Thursday, June 9, 2016

Quote of the day: Shotgun blues


Indeed, if ever there were a sign of perilous times, this would be it: debates, raging for the past two weeks in prominent media channels, over whether Donald Trump is himself a fascist. Brookings Institution fellow Robert Kagan says it's a fair characterization (“Successful fascism was not about policies but about the strongman, the leader…in whom could be entrusted the fate of the nation.”) Neocon historian Michael Ledeen, in Forbes and elsewhere, says fiddle faddle. ("Being a strong leader isn't enough to make you a fascist.”)

But even this debate is just a spat about how many Nazis can fit on the head of a pin. One scholar looks to 20th-century Europe for dire cautionary tales. The other enumerates the many reasons, from the dictionary of political science, that the comparisons are specious -- all amounting to this:

Robert Kagan: “Look out! He's got a rifle!”
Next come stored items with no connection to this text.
PR #21086, opened 2021-06-08
Support TypeScript 4.3

clydin:
With the support of TypeScript 4.3 within the Angular framework, the CLI now supports using TypeScript 4.3 as well.  TypeScript 4.2 also continues to be supported for existing projects.
All new projects will now use TypeScript 4.3 by default.


alan-agius4 (commented):
Since we are using TS 4.3 we should update tslib to 2.2.0 or later as previous versions are not fully compatible with the output of TS 4.3.

alan-agius4 (approved):

Issue #23289, opened 2022-06-03
Angular CLI 14: running `ng test --watch=false` on Angular 13 or 12 project does not end process when complete


Blackbaud-PaulCrowder:
# 🐞 Bug report

### Command (mark with an `x`)

- [ ] new
- [ ] build
- [ ] serve
- [x] test
- [ ] e2e
- [ ] generate
- [ ] add
- [ ] update
- [ ] lint
- [ ] extract-i18n
- [ ] run
- [ ] config
- [ ] help
- [ ] version
- [ ] doc

### Is this a regression?

Yes, globally installing Angular CLI 13 worked with both Angular 13 and Angular 12 projects when running `ng test --watch=false`.

### Description

Installing Angular CLI 14 globally and running `ng test --watch=false` on an Angular 13 or Angular 12 application results in the process never terminating. This causes CI builds to hang indefinitely on any step that runs Angular unit tests using this command.

## 🔬 Minimal Reproduction

- Run `npm i @angular/cli@13 -g` to Install Angular CLI 13.
- Run `ng new` to create a new Angular application. I chose to add Angular routing and selected SCSS for the stylesheet format. Selecting SCSS seems to be required to reproduce the issue, but adding routing does not.
- Run `ng test --watch=false` and observe the tests running, then the process terminating after completion.
- Run `npm i @angular/cli@14 -g` to install Angular CLI 14.
- Run `ng test --watch=false`. The message `Your global Angular CLI version (14.0.0) is greater than your local version (13.3.7). The local Angular CLI version is used.` will be displayed. Observe the tests running, then the process continuing to run even after the tests complete.

## 🔥 Exception or Error

<pre><code>N/A</code></pre>

## 🌍 Your Environment

macOS 12.4
node 14.17.6
npm 6.14.15

### Global `ng version`
<pre><code>Angular CLI: 14.0.0
Node: 14.17.6
Package Manager: npm 6.14.15 
OS: darwin x64

Angular: 
... 

Package                      Version
------------------------------------------------------
@angular-devkit/architect    0.1400.0 (cli-only)
@angular-devkit/core         14.0.0 (cli-only)
@angular-devkit/schematics   14.0.0 (cli-only)
@schematics/angular          14.0.0 (cli-only)</code></pre>

### `ng version` inside application directory
<pre><code>Angular CLI: 13.3.7
Node: 14.17.6
Package Manager: npm 6.14.15
OS: darwin x64

Angular: 13.3.11
[...]

PR #23298, opened 2022-06-07
fix(@angular/cli): ensure full process exit with older local CLI versions

clydin:


alan-agius4 (approved):
NIT: can you update the commit to close `#23289`?

PR #23304, opened 2022-06-07
fix(@angular/cli): don't redirect `@schematics/angular` package

alan-agius4:
When a schematic has a direct dependency on `@schematics/angular` it should be favored instead of the one relative to the Angular CLI.

### DIFF
--- a/packages/angular/cli/src/command-builder/utilities/schematic-engine-host.ts
+++ b/packages/angular/cli/src/command-builder/utilities/schematic-engine-host.ts
@@ -146,10 +146,10 @@ function wrap(
 
       return builtinModule;
     } else if (id.startsWith('@angular-devkit/') || id.startsWith('@schematics/')) {
-      // Files should not redirect `@angular/core` and instead use the direct
-      // dependency if available. This allows old major version migrations to continue to function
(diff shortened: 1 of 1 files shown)


packages/angular/cli/src/command-builder/utilities/schematic-engine-host.ts
```diff
@@ -146,10 +146,10 @@ function wrap(
...
       return builtinModule;
     } else if (id.startsWith('@angular-devkit/') || id.startsWith('@schematics/')) {
-      // Files should not redirect `@angular/core` and instead use the direct
-      // dependency if available. This allows old major version migrations to continue to function
-      // even though the latest major version may have breaking changes in `@angular/core`.
-      if (id.startsWith('@angular-devkit/core')) {
+      // Files should not redirect `@angular-devkit/core` and `@schematics/angular`.
+      // Instead use the direct dependency if available. This allows old major version migrations and schematics (ex: `ng add @angular/pwa`)
+      // to continue to function even though the latest major version may have breaking changes.
+      if (id.startsWith('@angular-devkit/core') || id.startsWith('@schematics/angular')) {
```
alan-agius4, line 152: I feel that this should be true for all packages and not just these 2. Thoughts @clydin?

PR #23309, opened 2022-06-07
ci: disable outdated Angular robot merge and triage behavior

clydin:
The issue triage behavior is no longer used within this repository.
For the merge behavior, only the label status checks are potentially
beneficial but they are already checked via the `ng-dev` tooling
when merging.


josephperrott (approved):
LGTM

PR #23315, opened 2022-06-08
Windows E2E CI fixes

alan-agius4:
See each commit. 

Green run https://app.circleci.com/pipelines/github/angular/angular-cli/23222/workflows/8afc60f4-ed0b-4158-b48f-0904e8855b76/jobs/308980/parallel-runs/7?filterBy=ALL

FYI: @jbedard

### DIFF
--- a/tests/legacy-cli/e2e/utils/process.ts
+++ b/tests/legacy-cli/e2e/utils/process.ts
@@ -62,7 +62,6 @@ function _exec(options: ExecOptions, cmd: string, args: string[]): Promise<Proce
   }
 
   const childProcess = child_process.spawn(cmd, args, spawnOptions);
-  // @ts-ignore
   childProcess.stdout!.on('data', (data: Buffer) => {
     stdout += data.toString('utf-8');
     if (options.silent) {
@@ -74,7 +73,7 @@ function _exec(options: ExecOptions, cmd: string, args: string[]): Promise<Proce
       .filter((line) => line !== '')
       .forEach((line) => console.log('  ' + line));
   });
-  // @ts-ignore
+
   childProcess.stderr!.on('data', (data: Buffer) => {
     stderr += data.toString('utf-8');
     if (options.silent) {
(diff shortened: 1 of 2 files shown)


tests/legacy-cli/e2e/utils/process.ts
```diff
@@ -197,22 +196,31 @@ export function waitForAnyProcessOutputToMatch(
...
-            }
-          });
-        }),
-    ),
-  );
+  const processesToKill: Promise<void>[] = [];
+
+  while (_processes.length) {
+    const childProc = _processes.pop();
+    if (!childProc) {
```
jbedard, line 203: When would `childProc` not be set? I think it always would be since nothing in this loop is async...?

jbedard (approved):

jbedard:
Thanks for looking into and fixing both of those!

tests/legacy-cli/e2e/utils/process.ts
alan-agius4: `pop` can technically return undefined when there are no items in the array.

jbedard: Everything is synchronous until the `await` at the end of the method though so the `_processes.length` check is still valid.

Doesn't hurt, but I think this `if` is unnecessary 🤷

tests/legacy-cli/e2e/utils/process.ts
```diff
@@ -197,22 +196,31 @@ export function waitForAnyProcessOutputToMatch(
...
+            reject(err);
+          } else {
+            resolve();
+          }
+        });
+      }),
+    );
+  }
 
-  _processes = [];
```
jbedard, line 215: Since this was after the `await` I guess that means processes could have been added to this array during the `await` and then we'd clear it here and lose those added processes. Was that the cause of one of the issues? (in addition to the `'not found'`)

PR #23318, opened 2022-06-08
fix(@angular-devkit/build-angular): log modified and removed files when using the `verbose` option

alan-agius4:
With this change we print out the modified and removed files when running a build in verbose mode. This can be useful to debug builds that rebuilds multiple times without an apparent file change.

### DIFF
--- a/packages/angular_devkit/build_angular/src/builders/browser/tests/options/verbose_spec.ts
+++ b/packages/angular_devkit/build_angular/src/builders/browser/tests/options/verbose_spec.ts
@@ -1,0 +1,106 @@
+/**
+ * @license
+ * Copyright Google LLC All Rights Reserved.
+ *
+ * Use of this source code is governed by an MIT-style license that can be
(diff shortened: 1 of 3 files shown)


packages/angular_devkit/build_angular/src/builders/browser/tests/options/verbose_spec.ts
```diff
@@ -0,0 +1,106 @@
...
+const VERBOSE_LOG_TEXT = 'LOG from webpack.';
+
+describeBuilder(buildWebpackBrowser, BROWSER_BUILDER_INFO, (harness) => {
+  describe('Option: "verbose"', () => {
+    beforeEach(async () => {
+      // Application code is not needed for verbose output
+      await harness.writeFile('src/main.ts', '');
+    });
+
+    it('should not include verbose logs when true', async () => {
```
clydin, line 24:
```suggestion
    it('should include verbose logs when true', async () => {
```

clydin (approved):

PR #23321, opened 2022-06-08
fix(@angular/cli): correctly print package manager name when an install is needed

dgp1130:
I was testing if we supported a warning here today and noticed that it was printing "Try installing with '[object Object] install'". Easy fix at least.

### DIFF
--- a/tests/legacy-cli/e2e/tests/commands/builder-not-found.ts
+++ b/tests/legacy-cli/e2e/tests/commands/builder-not-found.ts
@@ -1,5 +1,5 @@
 import { moveFile } from '../../utils/fs';
-import { installPackage, uninstallPackage } from '../../utils/packages';
+import { getActivePackageManager, installPackage, uninstallPackage } from '../../utils/packages';
 import { execAndWaitForOutputToMatch, ng } from '../../utils/process';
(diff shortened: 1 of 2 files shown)


tests/legacy-cli/e2e/tests/commands/builder-not-found.ts
```diff
@@ -14,7 +14,11 @@ export default async function () {
       /Could not find the '@angular-devkit\/build-angular:browser' builder's node package\./,
     );
     await expectToFail(() =>
-      execAndWaitForOutputToMatch('ng', ['build'], /Node packages may not be installed\./),
+      execAndWaitForOutputToMatch(
+        'ng',
+        ['build'],
+        /Node packages may not be installed\. Try installing with 'npm install'\./,
```
clydin, line 20: The package manager command will change if the test is run in a project using a different package manager (e.g., yarn).
`getActivePackageManager` can be used to get the name of the package manager used in the test.

dgp1130: Yeah, I figured CI would fail with this but wasn't sure how to get the current package manager. Updated.

clydin (approved):

PR #23326, opened 2022-06-09
test: do not depend on a global npm binary

jbedard:
When sandboxed in bazel there is no accessible npm and it must be installed manually some way or another. The npm shipped with node is also not accessible (see https://github.com/bazelbuild/rules_nodejs/pull/3467).

This ~~yarn~~ npm is for the test-runner to install the packages being tested, not for the tests themselves which use a custom cli/npm/yarn within the test process.

Best attempt at using yarn: https://github.com/angular/angular-cli/commit/975f92a33b989b05cb917e099d045dbc8d0a47e4

### DIFF
--- a/package.json
+++ b/package.json
@@ -171,6 +171,7 @@
     "minimatch": "5.1.0",
     "ng-packagr": "14.0.0",
     "node-fetch": "^2.2.0",
+    "npm": "^8.11.0",
     "npm-package-arg": "9.0.2",
     "open": "8.4.0",
     "ora": "5.4.1",
--- a/tests/legacy-cli/e2e/setup/010-local-publish.ts
+++ b/tests/legacy-cli/e2e/setup/010-local-publish.ts
@@ -1,11 +1,10 @@
 import { getGlobalVariable } from '../utils/env';
-import { execWithEnv, extractNpmEnv } from '../utils/process';
+import { globalNpm, extractNpmEnv } from '../utils/process';
 import { isPrereleaseCli } from '../utils/project';
 
 export default async function () {
   const testRegistry: string = getGlobalVariable('package-registry');
-  await execWithEnv(
-    'npm',
+  await globalNpm(
     [
       'run',
       'admin',
--- a/tests/legacy-cli/e2e/setup/100-global-cli.ts
+++ b/tests/legacy-cli/e2e/setup/100-global-cli.ts
@@ -1,5 +1,5 @@
 import { getGlobalVariable } from '../utils/env';
-import { silentNpm } from '../utils/process';
+import { globalNpm } from '../utils/process';
 
 const NPM_VERSION = '7.24.0';
 const YARN_VERSION = '1.22.18';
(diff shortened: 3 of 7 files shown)


alan-agius4 (approved):

package.json
```diff
@@ -171,6 +171,7 @@
     "minimatch": "5.1.0",
     "ng-packagr": "14.0.0",
     "node-fetch": "^2.2.0",
+    "npm": "^8.11.0",
```
clydin, line 174: Would it be possible to use the in-repo version of yarn instead?  This would avoid adding another dependency.  yarn is also the package manager used for other development related tasks and configured for use by Bazel.

jbedard: Yeah I think we can do that.

This is just what is used to install the packages being tested so I don't think npm/yarn or the version really matters. Those packages being tested are the cli + yarn + npm and those are the versions which matter (yes, we are discussing the npm/yarn that installs cli+npm+yarn 😨).

jbedard: @clydin that seems to cause issues with some of the tests which use npm, and now npm and yarn are sharing the same directory which contains the globals? So they have the same globals directory but different global DBs I think?

```
  Error: Running "npm install --global @angular/cli --registry=http://localhost:34837" returned error. 1...
  STDOUT:
  STDERR:
  npm ERR! code EEXIST
  npm ERR! path /mnt/ramdisk/e2e-main/npm-global/bin/ng
  npm ERR! EEXIST: file already exists
  npm ERR! File exists: /mnt/ramdisk/e2e-main/npm-global/bin/ng
  npm ERR! Remove the existing file and try again, or run npm
  npm ERR! with --force to overwrite files recklessly.
```

Fixing that will probably require more changes that I'd rather not do right now. Are we ok sticking with the my original commit (https://github.com/angular/angular-cli/commit/46a029c947bc8a10995401e823a145ed3f91a8c5)?

jbedard: Ok this actually had an easy and obvious fix... the global npm and yarn directories/databases just need to be separate. See [diff](https://github.com/angular/angular-cli/compare/9d506c9b723db962ca682146b888c20a6d3de00c..98a3eab99c403f4923cbb6e6745cdebc7a4f1ad9)

jbedard: Using yarn also requires using yarn for all installations of the packages being tested (cli, yarn, npm): [diff1](https://github.com/angular/angular-cli/compare/1b393e8003fe2f6bf377e9a48772c26ac04c0310..33824e29875ec0ea48890af3fb91408438c12928), [diff2](https://github.com/angular/angular-cli/compare/33824e29875ec0ea48890af3fb91408438c12928..701d249b7c8be15020c997ee85dda817a3e81d95)

jbedard: Now yarn seems to be having other issues. I've seen an issue publishing saying there's a version conflict (the tested cli package depends on something that doesn't exist?), that might be related to this other one:
```
  npm ERR! code E404
  npm ERR! 404 Not Found - GET http://localhost:62353/pend - no such package available
  npm ERR! 404 
  npm ERR! 404  'pend@~1.2.0' is not in this registry.
  npm ERR! 404 You should bug the author to publish it (or use the name yourself!)
  npm ERR! 404 
  npm ERR! 404 Note that you can also install from a
  npm ERR! 404 tarball, folder, http url, or git url.
```
?

Are we ok going back to my original change keeping things as-is using npm? It just means installing the extra `npm` package...

jbedard: Here's the commit trying to switch to yarn: https://github.com/angular/angular-cli/pull/23326/commits/975f92a33b989b05cb917e099d045dbc8d0a47e4

I'm going to switch this PR back to npm and we can maybe try yarn again in the future.

alan-agius4:
@jbedard, can you please rebase?

jbedard:
Rebased

alan-agius4 (approved):

PR #23340, opened 2022-06-09
refactor(@angular/cli): assert catch clause variable type before usage

clydin:
Prepares the `@angular/cli` package for the eventual change of enabling the
TypeScript `useUnknownInCatchVariables` option. This option provides additional
code safety by ensuring that the catch clause variable is the proper type before
attempting to access its properties. Similar changes will be needed in the other
packages in the repository prior to enabling `useUnknownInCatchVariables`.


alan-agius4 (approved):
👍

PR #23345, opened 2022-06-10
test: reduce disk-cache E2E tests duration

alan-agius4:
We don't need to include all applications code to verify disk cache existence.

This reduces the test duration of `disk-cache.ts` by a whopping `~65s` since this tests runs `ng build` 5 times and `disk-cache-purge.ts` by `~13s`.

These timings were gathered using gLinux and is expected that the gain is more significant on Circle CI Linux and Windows executors


dgp1130 (approved):
Wow, 65 seconds is pretty significant. Great find!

Michael Ledeen: “You fool. That's a shotgun.”

Next: Blam. Blammm.




A few years ago, Kevin Drum summed up one aspect of this situation in this way: If you're denying, you're losing. Last month I ran a post on the same general principle.

Another thing illustrated by this exchange is that Donald Trump's prospects for the general campaign are going to be terrible if his management of surrogates is any kind of yardstick.

But the overriding danger, as Bob Garfield points out, is that the members of our political media seem content to watch from the sidelines as the penguins have armed themselves.